TORONTO - A report that suggests Ontario's logging practices in the boreal forest are contributing to climate change is "laughable,'' Minister of Natural Resources David Ramsay said Tuesday.
In a report released Tuesday, Vancouver-based ForestEthics said that continued logging of the intact boreal forest is escalating carbon dioxide levels and increasing climate change.
But Ramsay said that's "not logical at all'' since only two per cent of trees in northern Ontario are logged each year.
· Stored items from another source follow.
Issue #298, opened 2020-09-17
More options is showing even when there are no actions


lhalaa:
In a versioned DataObject, if we restrict users from unpublishing and archiving the object, the more options menu still shows.

<img width="445" alt="ActionMenus" src="https://user-images.githubusercontent.com/340514/93410968-3139d500-f8ee-11ea-891e-af07bc1ab8cc.png">

GuySartorelli:
PR merged. This will be automatically tagged by GitHub Actions

PR #531, opened 2025-11-03
FIX: Do not show More Options when no actions

hubertusanton:
## Description
In a versioned DataObject, if we restrict users from unpublishing and archiving the object, the more options menu still shows. Fixed with simply checking if optionsMenu contains actions.

## Manual testing steps
Create a Dataobject which has canPublish and canArchive set to false and optionsMenu will be gone.

## Issues
#298 

## Pull request checklist
- [x] The target branch is correct
    - See [picking the right version](https://docs.silverstripe.org/en/contributing/code/#picking-the-right-version)
- [x] All commits are relevant to the purpose of the PR (e.g. no debug statements, unrelated refactoring, or arbitrary linting)
    - Small amounts of additional linting are usually okay, but if it makes it hard to concentrate on the relevant changes, ask for the unrelated changes to be reverted, and submitted as a separate PR.
- [x] The commit messages follow our [commit message guidelines](https://docs.silverstripe.org/en/contributing/code/#commit-messages)
- [x] The PR follows our [contribution guidelines](https://docs.silverstripe.org/en/contributing/code/)
- [x] Code changes follow our [coding conventions](https://docs.silverstripe.org/en/contributing/coding_conventions/)
- [x] This change is covered with tests (or tests aren't necessary for this change)
- [x] Any relevant User Help/Developer documentation is updated; for impactful changes, information is added to the changelog for the intended release
- [x] CI is green

### DIFF
--- a/src/VersionedGridFieldItemRequest.php
+++ b/src/VersionedGridFieldItemRequest.php
@@ -403,9 +403,16 @@ class VersionedGridFieldItemRequest extends GridFieldDetailForm_ItemRequest
 
             if ($actionMenusMoreOptions) {
                 // Check if there are any FormAction fields (recursively through nested tabs)
-                if (!$actionMenusMoreOptions->Fields()->flattenFields()->filterByCallback(function ($field) {
-                    return $field instanceof FormAction;
-                })->first()) {
+                $hasFormAction = false;
+                $actionMenusMoreOptions->Fields()->recursiveWalk(function ($field) use (&$hasFormAction) {
+                    if ($field instanceof FormAction) {
+                        $hasFormAction = true;
+                        return false; // Stop walking
+                    }
+                    return true; // Continue walking
+                });
+
+                if (!$hasFormAction) {
                     $form->Actions()->removeByName('ActionMenus');
                 }
             }
--- a/src/VersionedGridFieldItemRequest.php
+++ b/src/VersionedGridFieldItemRequest.php
@@ -395,7 +395,10 @@ class VersionedGridFieldItemRequest extends GridFieldDetailForm_ItemRequest
             $moreOptions->push($actionArchive);
         }
 
-        $actions->insertAfter('MajorActions', $rootTabSet);
+        // Only add $moreOptions menu if it contains action buttons
+        if ($moreOptions->Fields()->count() > 1) {
+            $actions->insertAfter('MajorActions', $rootTabSet);
+        }
     }
 
     /**
--- a/src/VersionedGridFieldItemRequest.php
+++ b/src/VersionedGridFieldItemRequest.php
@@ -395,10 +395,21 @@ class VersionedGridFieldItemRequest extends GridFieldDetailForm_ItemRequest
             $moreOptions->push($actionArchive);
         }
 
-        // Only add $moreOptions menu if it contains action buttons
-        if ($moreOptions->Fields()->count() > 1) {
-            $actions->insertAfter('MajorActions', $rootTabSet);
-        }
+        $actions->insertAfter('MajorActions', $rootTabSet);
+
+        // Remove ActionMenus when ActionMenus.MoreOptions has no actions
+        $this->afterExtending('updateItemEditForm', function (Form $form) {
+            $actionMenusMoreOptions = $form->Actions()->findTab('ActionMenus.MoreOptions');
+
+            if ($actionMenusMoreOptions) {
+                // Check if there are any FormAction fields (recursively through nested tabs)
+                if (!$actionMenusMoreOptions->Fields()->flattenFields()->filterByCallback(function ($field) {
+                    return $field instanceof FormAction;
+                })->first()) {
+                    $form->Actions()->removeByName('ActionMenus');
+                }
+            }
+        });
     }
 
     /**
--- a/src/VersionedGridFieldItemRequest.php
+++ b/src/VersionedGridFieldItemRequest.php
@@ -397,22 +397,20 @@ class VersionedGridFieldItemRequest extends GridFieldDetailForm_ItemRequest
 
         $actions->insertAfter('MajorActions', $rootTabSet);
 
-        // Remove ActionMenus when ActionMenus.MoreOptions has no actions
+        // Remove ActionMenus when ActionMenus.MoreOptions has no content
         $this->afterExtending('updateItemEditForm', function (Form $form) {
             $actionMenusMoreOptions = $form->Actions()->findTab('ActionMenus.MoreOptions');
 
             if ($actionMenusMoreOptions) {
-                // Check if there are any FormAction fields (recursively through nested tabs)
-                $hasFormAction = false;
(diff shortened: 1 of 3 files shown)


GuySartorelli:
If you have an extension which implements `updateFormActions()` and adds more action buttons in the "more actions" tab, this PR might introduce a new bug where the `ActionMenus` (which you want to add your custom actions to) is missing.

I think to resolve this bug we will need to remove the field _after_ all relevant extensions have finished, e.g:

```php
$this->afterExtending('updateItemEditForm', function (Form $form) {
    if (/* check if the tabset is effectively empty here */) {
        $form->Actions()->removeByName('ActionMenus');
    }
});
```

Note that in those extensions someone might add additional tabs to the `ActionMenus` tabset, so just checking the fields inside the `MoreActions` tab will be insufficient.

hubertusanton:
I need to implement a recursively check if there are any FormActions in the fields, what is the best place to implement this? I guess not in VersionedGridFieldItemRequest itself?

lozcalver:
@hubertusanton `Form::defaultAction()` does something similar:

https://github.com/silverstripe/silverstripe-framework/blob/c61c5f16e06e3c00ffd466e4b0844cf36b13d2c9/src/Forms/Form.php#L1682-L1684

GuySartorelli:
`flattenFields()` has [a bug](https://github.com/silverstripe/silverstripe-framework/issues/10054) that makes it less desirable to use in such a central place. `recursiveWalk()` is probably the better option.

src/VersionedGridFieldItemRequest.php
```diff
@@ -396,6 +396,20 @@ protected function addVersionedButtons(DataObject $record, FieldList $actions)
...
 
         $actions->insertAfter('MajorActions', $rootTabSet);
+
+        // Remove ActionMenus when ActionMenus.MoreOptions has no actions
+        $this->afterExtending('updateItemEditForm', function (Form $form) {
+            $actionMenusMoreOptions = $form->Actions()->findTab('ActionMenus.MoreOptions');
+
+            if ($actionMenusMoreOptions) {
+                // Check if there are any FormAction fields (recursively through nested tabs)
+                if (!$actionMenusMoreOptions->Fields()->flattenFields()->filterByCallback(function ($field) {
```
ChloeSartorelli: Please use `recursiveWalk` instead as per https://github.com/silverstripe/silverstripe-versioned/pull/531#issuecomment-3523694166

GuySartorelli (changes requested):
Looking much better. One small change. Can you please also have a go at writing a quick unit test for this?

tests/php/VersionedGridFieldItemRequestTest.php
```diff
@@ -151,6 +152,65 @@ public function testUnversionedObjectsPublishChildren()
...
+            $this->assertInstanceOf(
+                FormAction::class,
+                $testAction,
+                'Test action added by extension should be present'
+            );
+        } finally {
+            // Clean up
+            TestExtension::$add_test_action = false;
+            VersionedGridFieldItemRequest::remove_extension(TestExtension::class);
+        }
```
ChloeSartorelli, line 189: For future reference you can implement the `Resettable` interface in the test fixture to reset this, and then we don't need a `try/finally`.
Since this is only done in one place it's fine as is - just a note for the future.

src/VersionedGridFieldItemRequest.php
```diff
@@ -396,6 +396,27 @@ protected function addVersionedButtons(DataObject $record, FieldList $actions)
...
+
+            if ($actionMenusMoreOptions) {
+                // Check if there are any FormAction fields (recursively through nested tabs)
+                $hasFormAction = false;
+                $actionMenusMoreOptions->Fields()->recursiveWalk(function ($field) use (&$hasFormAction) {
+                    if ($field instanceof FormAction) {
+                        $hasFormAction = true;
+                        return false; // Stop walking
+                    }
+                    return true; // Continue walking
```
ChloeSartorelli: These return statements don't seem to be used by anything - did I miss something? Can you please show me how these return statements stop or continue the walk?

tests/php/VersionedGridFieldItemRequestTest/TestExtension.php
```diff
@@ -0,0 +1,27 @@
...
+
+/**
+ * Test extension that adds actions via updateFormActions
+ */
+class TestExtension extends Extension implements TestOnly
+{
+    /**
+     * @var bool Flag to control whether to add actions
+     */
+    public static $add_test_action = false;
```
ChloeSartorelli:
```suggestion
     * Flag to control whether to add actions
     */
    public static bool $add_test_action = false;
```
We prefer strict types rather than PHPDoc type hints for new API. Doesn't really matter as much for test fixtures but since there's likely other changes to make this may as well get changed at the same time.

tests/php/VersionedGridFieldItemRequestTest/TestExtension.php
```diff
@@ -0,0 +1,27 @@
...
+
+    public function updateFormActions(FieldList $actions)
+    {
+        if (self::$add_test_action) {
```
ChloeSartorelli:
```suggestion
        if (static::$add_test_action) {
```
We don't use `self` unless we absolutely have to - and in this case `static` is more appropriate since this isn't referencing `private` API or a `final` class.

I'm surprised the linter didn't pick up on this.

tests/php/VersionedGridFieldItemRequestTest/TestExtension.php
```diff
@@ -0,0 +1,27 @@
...
+            $moreOptions = $actions->findOrMakeTab('ActionMenus.MoreOptions');
+            $moreOptions->push(FormAction::create('doTestAction', 'Test Action'));
+        }
+    }
+}
```
ChloeSartorelli: Please add a new line after this (as per linting failure).

The `.editorconfig` rules for this repo can tell your IDE to do things like this automatically. For example with vscode the [EditorConfig for VS Code](https://marketplace.visualstudio.com/items?itemName=EditorConfig.EditorConfig) plugin can deal with that for you.

GuySartorelli (changes requested):
Without this PR, the `...` menu has some information about my versioned record:
image

With this PR that information isn't surfaced anywhere.

In the screenshot that information isn't present, and in that scenario it makes sense to not show the `...` button at all, but if the information is there we should probably keep the button.

Looks like this information is added through `VersionedGridFieldItemRequest::addVersionedButtons()` in the `$infoTemplate` variable which is added into the `MoreOptions` tab as a literalfield named `Information`.

Probably the problem is that you're explicitly looking for `FormAction` - probably if there's _anything other than a `TabSet` or `Tab`_ we should keep the button.

src/VersionedGridFieldItemRequest.php
hubertusanton: They dont :)

GuySartorelli (approved):
LGTM, works as expected.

"You're talking about a few machines in hundreds of thousands of square miles surrounded by vigorous growing trees that suck up carbon dioxide,'' Ramsay said in an interview.
"We have a vast region of nothing with a few trucks running and a few harvesters in the bush. It's not an issue at all.''
Ontario's boreal forest region covers 49.9 million hectares and extends from the northern limits of the Great Lakes-St. Lawrence forest to the Hudson Bay Lowlands.
The ForestEthics report, entitled "Robbing the Carbon Bank: Global Warming and Ontario's Forests,'' said protecting boreal forests "must be a key component of any government climate plan.''
The group said the vast forest stores billions of tonnes of carbon dioxide. Not only does logging release much of the carbon dioxide into the atmosphere, current harvesting practices reduce the forest's ability to retain it, the report said.
ForestEthics' strategic director, Tzeporah Berman, said logging forests releases more greenhouse gases than the use of all of Canada's passenger vehicles. Premier Dalton McGuinty should take that into account as he prepares a climate change plan, expected this spring, he said.
"We need to stop this wholesale looting of our common carbon bank if we want to mitigate global warming,'' Berman said in a release.